_PROBLEM DESCRIPTION_. Output, without any change, the listing below from its opening line up to and including the line with "from .core import Estimator".

____ RECORD EXCERPTS

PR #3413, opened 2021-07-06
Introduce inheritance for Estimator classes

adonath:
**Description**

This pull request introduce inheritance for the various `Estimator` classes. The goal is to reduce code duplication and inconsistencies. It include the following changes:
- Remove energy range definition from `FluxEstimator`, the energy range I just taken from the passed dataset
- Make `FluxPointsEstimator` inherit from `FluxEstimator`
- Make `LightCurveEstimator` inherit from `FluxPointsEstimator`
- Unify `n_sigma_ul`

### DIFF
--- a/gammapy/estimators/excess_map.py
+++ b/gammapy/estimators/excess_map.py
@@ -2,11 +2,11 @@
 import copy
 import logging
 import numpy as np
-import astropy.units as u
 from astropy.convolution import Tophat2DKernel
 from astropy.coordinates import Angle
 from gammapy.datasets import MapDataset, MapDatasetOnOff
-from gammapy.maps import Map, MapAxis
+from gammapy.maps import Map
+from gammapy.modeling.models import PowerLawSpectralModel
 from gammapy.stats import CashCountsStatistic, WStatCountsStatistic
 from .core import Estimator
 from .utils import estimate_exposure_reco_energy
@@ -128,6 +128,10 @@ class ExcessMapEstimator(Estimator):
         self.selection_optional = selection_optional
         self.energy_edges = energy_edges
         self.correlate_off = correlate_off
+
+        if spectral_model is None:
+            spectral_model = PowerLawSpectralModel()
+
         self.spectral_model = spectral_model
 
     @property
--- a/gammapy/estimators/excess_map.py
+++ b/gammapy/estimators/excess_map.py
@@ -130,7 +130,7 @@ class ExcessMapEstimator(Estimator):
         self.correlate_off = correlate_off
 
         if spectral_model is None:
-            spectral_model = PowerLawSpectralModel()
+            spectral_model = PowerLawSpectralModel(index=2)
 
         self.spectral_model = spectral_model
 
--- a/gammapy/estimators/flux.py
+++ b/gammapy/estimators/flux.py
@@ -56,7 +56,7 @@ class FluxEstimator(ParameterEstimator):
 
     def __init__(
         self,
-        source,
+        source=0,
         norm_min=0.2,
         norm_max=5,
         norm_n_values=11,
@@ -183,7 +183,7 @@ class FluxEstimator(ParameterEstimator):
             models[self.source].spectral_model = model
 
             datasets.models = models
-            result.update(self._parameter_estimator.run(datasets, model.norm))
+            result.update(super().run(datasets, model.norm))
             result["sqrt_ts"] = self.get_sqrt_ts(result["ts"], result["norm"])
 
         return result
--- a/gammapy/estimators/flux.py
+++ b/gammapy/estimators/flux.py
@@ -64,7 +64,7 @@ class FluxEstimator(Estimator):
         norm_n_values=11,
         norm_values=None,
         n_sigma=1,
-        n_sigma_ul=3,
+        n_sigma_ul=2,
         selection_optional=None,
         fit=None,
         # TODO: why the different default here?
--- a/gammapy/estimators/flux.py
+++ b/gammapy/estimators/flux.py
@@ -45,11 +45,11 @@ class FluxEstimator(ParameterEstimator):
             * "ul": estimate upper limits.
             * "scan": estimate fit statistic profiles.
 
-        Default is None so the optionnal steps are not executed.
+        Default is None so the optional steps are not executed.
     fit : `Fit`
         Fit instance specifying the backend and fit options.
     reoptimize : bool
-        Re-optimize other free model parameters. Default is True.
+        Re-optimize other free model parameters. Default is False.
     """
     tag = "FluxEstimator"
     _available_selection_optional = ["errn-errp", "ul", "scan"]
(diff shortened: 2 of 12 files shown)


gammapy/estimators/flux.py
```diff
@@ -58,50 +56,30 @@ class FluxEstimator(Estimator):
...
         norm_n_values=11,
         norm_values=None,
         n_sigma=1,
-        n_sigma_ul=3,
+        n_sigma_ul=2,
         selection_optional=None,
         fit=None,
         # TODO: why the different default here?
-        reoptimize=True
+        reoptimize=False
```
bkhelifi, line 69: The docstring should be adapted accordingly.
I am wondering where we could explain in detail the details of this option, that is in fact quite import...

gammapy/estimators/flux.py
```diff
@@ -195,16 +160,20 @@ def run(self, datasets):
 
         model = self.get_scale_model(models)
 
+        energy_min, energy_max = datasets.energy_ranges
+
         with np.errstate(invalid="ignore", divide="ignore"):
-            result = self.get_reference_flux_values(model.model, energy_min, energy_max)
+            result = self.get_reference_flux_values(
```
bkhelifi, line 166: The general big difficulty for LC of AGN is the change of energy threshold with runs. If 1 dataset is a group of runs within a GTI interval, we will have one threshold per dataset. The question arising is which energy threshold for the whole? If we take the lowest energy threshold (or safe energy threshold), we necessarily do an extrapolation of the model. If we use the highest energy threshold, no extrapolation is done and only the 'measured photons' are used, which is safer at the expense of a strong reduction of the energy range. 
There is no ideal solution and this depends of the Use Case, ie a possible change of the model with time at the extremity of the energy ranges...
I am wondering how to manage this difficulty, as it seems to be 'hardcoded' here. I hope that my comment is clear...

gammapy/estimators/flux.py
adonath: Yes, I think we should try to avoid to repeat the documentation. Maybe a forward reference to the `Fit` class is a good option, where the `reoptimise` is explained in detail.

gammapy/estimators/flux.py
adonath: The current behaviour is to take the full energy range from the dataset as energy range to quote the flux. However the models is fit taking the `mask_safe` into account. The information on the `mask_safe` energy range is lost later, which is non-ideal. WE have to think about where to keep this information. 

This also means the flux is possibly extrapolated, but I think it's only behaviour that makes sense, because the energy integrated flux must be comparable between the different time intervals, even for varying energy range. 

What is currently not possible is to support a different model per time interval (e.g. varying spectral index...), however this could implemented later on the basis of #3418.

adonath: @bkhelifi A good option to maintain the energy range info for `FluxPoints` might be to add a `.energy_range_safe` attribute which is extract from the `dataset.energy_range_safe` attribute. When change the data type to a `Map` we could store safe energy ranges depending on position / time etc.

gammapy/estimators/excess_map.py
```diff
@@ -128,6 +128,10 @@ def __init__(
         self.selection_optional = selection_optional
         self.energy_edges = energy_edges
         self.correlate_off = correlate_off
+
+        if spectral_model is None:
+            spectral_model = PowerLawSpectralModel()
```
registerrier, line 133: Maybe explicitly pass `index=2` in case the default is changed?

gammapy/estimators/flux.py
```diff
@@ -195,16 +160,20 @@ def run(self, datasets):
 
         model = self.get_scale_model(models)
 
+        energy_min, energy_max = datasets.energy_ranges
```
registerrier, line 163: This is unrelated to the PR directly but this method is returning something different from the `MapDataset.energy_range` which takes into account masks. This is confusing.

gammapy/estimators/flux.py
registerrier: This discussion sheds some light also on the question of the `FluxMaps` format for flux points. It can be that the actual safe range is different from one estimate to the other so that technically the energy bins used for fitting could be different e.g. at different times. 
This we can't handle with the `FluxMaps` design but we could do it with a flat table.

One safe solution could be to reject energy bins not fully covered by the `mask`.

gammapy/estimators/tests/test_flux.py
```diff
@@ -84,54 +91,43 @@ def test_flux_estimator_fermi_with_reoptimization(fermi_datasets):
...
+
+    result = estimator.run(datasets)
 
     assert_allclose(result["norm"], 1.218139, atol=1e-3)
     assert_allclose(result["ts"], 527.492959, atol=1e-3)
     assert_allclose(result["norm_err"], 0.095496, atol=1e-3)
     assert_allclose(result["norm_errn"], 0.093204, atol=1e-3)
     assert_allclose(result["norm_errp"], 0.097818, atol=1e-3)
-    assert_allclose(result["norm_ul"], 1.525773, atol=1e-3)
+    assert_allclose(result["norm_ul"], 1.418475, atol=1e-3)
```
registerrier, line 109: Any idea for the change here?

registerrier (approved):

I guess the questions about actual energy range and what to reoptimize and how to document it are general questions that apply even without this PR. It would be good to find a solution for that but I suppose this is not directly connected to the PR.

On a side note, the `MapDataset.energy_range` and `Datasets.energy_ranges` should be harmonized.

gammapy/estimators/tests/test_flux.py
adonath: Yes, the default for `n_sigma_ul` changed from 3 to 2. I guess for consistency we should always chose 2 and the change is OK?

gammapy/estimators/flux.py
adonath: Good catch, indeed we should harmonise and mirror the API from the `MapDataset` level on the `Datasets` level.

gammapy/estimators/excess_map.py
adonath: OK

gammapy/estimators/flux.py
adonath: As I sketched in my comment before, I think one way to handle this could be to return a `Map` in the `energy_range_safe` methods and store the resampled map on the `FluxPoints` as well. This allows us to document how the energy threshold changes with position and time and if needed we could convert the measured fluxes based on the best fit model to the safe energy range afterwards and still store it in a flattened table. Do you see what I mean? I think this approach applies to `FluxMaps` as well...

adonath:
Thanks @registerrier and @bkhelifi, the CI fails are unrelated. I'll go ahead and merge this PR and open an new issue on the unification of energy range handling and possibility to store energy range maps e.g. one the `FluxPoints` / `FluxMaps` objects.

________

_ANSWER FOR THIS EXERCISE_.
PR #3413, opened 2021-07-06
Introduce inheritance for Estimator classes

adonath:
**Description**

This pull request introduce inheritance for the various `Estimator` classes. The goal is to reduce code duplication and inconsistencies. It include the following changes:
- Remove energy range definition from `FluxEstimator`, the energy range I just taken from the passed dataset
- Make `FluxPointsEstimator` inherit from `FluxEstimator`
- Make `LightCurveEstimator` inherit from `FluxPointsEstimator`
- Unify `n_sigma_ul`

### DIFF
--- a/gammapy/estimators/excess_map.py
+++ b/gammapy/estimators/excess_map.py
@@ -2,11 +2,11 @@
 import copy
 import logging
 import numpy as np
-import astropy.units as u
 from astropy.convolution import Tophat2DKernel
 from astropy.coordinates import Angle
 from gammapy.datasets import MapDataset, MapDatasetOnOff
-from gammapy.maps import Map, MapAxis
+from gammapy.maps import Map
+from gammapy.modeling.models import PowerLawSpectralModel
 from gammapy.stats import CashCountsStatistic, WStatCountsStatistic
 from .core import Estimator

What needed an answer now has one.